The dies of this token, much worn, were found in 1803, among
the ruins of the New Biggin, where the company of
Cordwainers had their hall, and they are now in the museum
of the Natural History Society in Kendal.
In 1659 two other farthing tokens were issued in Kendal by
Oliver Plat and Edmond Adlington.
3. Oliver Plat was a gentleman of considerable property,
both in Kendal and its neighbourhood, and lived on his
estate at Summer How in Skelsmergh. The Rainbow inn in
Kendal belonged to him; and an oak table and an oak panel,
bearing the inscription (boldly carved), "O.P. x E.P. 1638,"

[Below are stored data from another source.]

Issue #1995, opened 2022-11-01
Bump s3fs version number


datajoely:
## Description
> Is your feature request related to a problem? A clear and concise description of what the problem is: "I'm always frustrated when ..."

Our current setup.py has the following restriction `S3FS = "s3fs>=0.3.0, <0.5"`

[s3fs has been on calendar versioning](https://s3fs.readthedocs.io/en/latest/changelog.html#version-2021-04-0) since April 2021 so we're quite out of date.

## Implementation
- Move to the same calendar versioning scheme we apply to related fsspec project.
- Fix tests using `moto` or `aiobotocore`

noklam:
See #2017 for more details. This may not be trivial as bumping `s3fs` immediately cause a lot of tests fails. I suspect this is a pure test issue (Kedro will still work, but the tests are not working because of `moto` or `aiobotocore`).

Estimate: 5/8

astrojuanlu:
xref https://github.com/kedro-org/kedro-plugins/issues/337, which has an open PR https://github.com/kedro-org/kedro-plugins/pull/348

PR #2851, opened 2023-07-27
Add Python 3.11 support to Kedro

SajidAlamQB:
## Description

This is a continuation of https://github.com/kedro-org/kedro/pull/2417 building on it since we moved from `circleci` to `github actions`.

This PR will aim to add support for Python 3.11 to kedro, try consolidate GitHub actions CI and make it work with 3.11.

Related to: https://github.com/kedro-org/kedro/discussions/2048 https://github.com/kedro-org/kedro/issues/2270 https://github.com/kedro-org/kedro/pull/2417

## Development notes

- Added MSBuild to PATH, github actions windows os doesn't come with visual studio which is needed to build `matplotlib` for `freetype`

-  Pinned `pytables` to 3.8.0 for python >= 3.8, `"tables~=3.8.0; platform_system == 'Windows' and python_version>='3.8'"` there were some issues with python 3.8 on windows by pinning to 3.8.0 it fixes this, see: https://github.com/PyTables/PyTables/issues/933#issuecomment-1555917593

- @noklam comment: Regarding the SPARK pin in `setup.py`, `SPARK = "pyspark>=2.2, <3.4`, Set a strict lower cap because 3.4 breaks a lot of things, it's very hard to fix it without changing implementation. We shouldn't do it in kedro, will leave this to kedro-datasets instead.

- The new `moto` version now allows for parallel test execution for Python 3.10.

## Checklist


astrojuanlu:
Is this a separate effort from #2417 ?

SajidAlamQB:
> Is this a separate effort from #2417 ?

Part of the same effort just trying some things here separately.

tests/extras/datasets/spark/test_spark_dataset.py
```diff
@@ -528,7 +539,7 @@ def test_versioning_existing_dataset(
     sys.platform.startswith("win"), reason="DBFS doesn't work on Windows"
 )
 class TestSparkDataSetVersionedDBFS:
-    def test_load_latest(  # noqa: too-many-arguments
+    def test_load_latest(  # pylint: disable=too-many-arguments
```
merelcht, line 542: Why are these `pylint: disable` again? I thought with the move to `ruff` they were all changed to `noqa`?

.github/workflows/unit-tests.yml
```diff
@@ -45,7 +48,7 @@ jobs:
       - name: Run unit tests
         if: inputs.os == 'ubuntu-latest' && inputs.python-version != '3.10'
         run: make test
-      - name: Run unit tests without spark sequentially (Windows)
+      - name: Run unit tests without spark sequentially
```
merelcht, line 51: Might still be useful to have `(Windows)` in the name here, or does that not show on the build?

setup.py
```diff
@@ -162,23 +163,26 @@ def _collect_requirements(requires):
     "jupyter~=1.0",
     "lxml~=4.6",
     "matplotlib>=3.0.3, <3.4; python_version < '3.10'",  # 3.4.0 breaks holoviews
-    "matplotlib>=3.5, <3.6; python_version == '3.10'",
+    "matplotlib>=3.5, <3.6; python_version >= '3.10'",
     "memory_profiler>=0.50.0, <1.0",
     "moto==1.3.7; python_version < '3.10'",
     "moto==3.0.4; python_version == '3.10'",
+    "moto==4.1.12; python_version == '3.11'",
```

were discovered when the house was rebuilt about twenty-five
years ago. Some other articles, bearing the same initials
are preserved by Mr. John Fisher, jun. of Kendal. Mr. Plat
was a Roman Catholic, and hence, probably, the use of the
Maltese crosses.
4. Edmond Adlington displays the arms of the Dyers (as in
London and elsewhere), Sable, a chevron between three bags
of madder argent, corded or. Edmond Adlington was sworn as a
shearman-dyer in the year 1649, and followed that business
in 1655 and 1657, as evidenced in the corporation books. The
family originally from Yealand in Lancashire, and carried on
business there and at Kendal simultaneously. They were
Quakers, and tradition says that Edmond was a man of immense
bulk, weighing upwards of 24 stone, and that his wife was of
little inferior weight, being upwards of 22 stone. He
retired, and died, probably at his native place, at a great
age. Francis Higginson, vicar of Kirkby Stephen, a
pamphleteer against the early Quakers in the time of
Cromwell, says that some of them stood naked upon the market
cross on the market days, preaching from thence to the
people; and particularly mentions the wife of one Edmond
Adlington, of Kendal, who went naked through the streets
there. The initial of the name of this over-zealous lady,
"in virtue bold," accompanies that of her husband on the
token, as we often find the case on these coins.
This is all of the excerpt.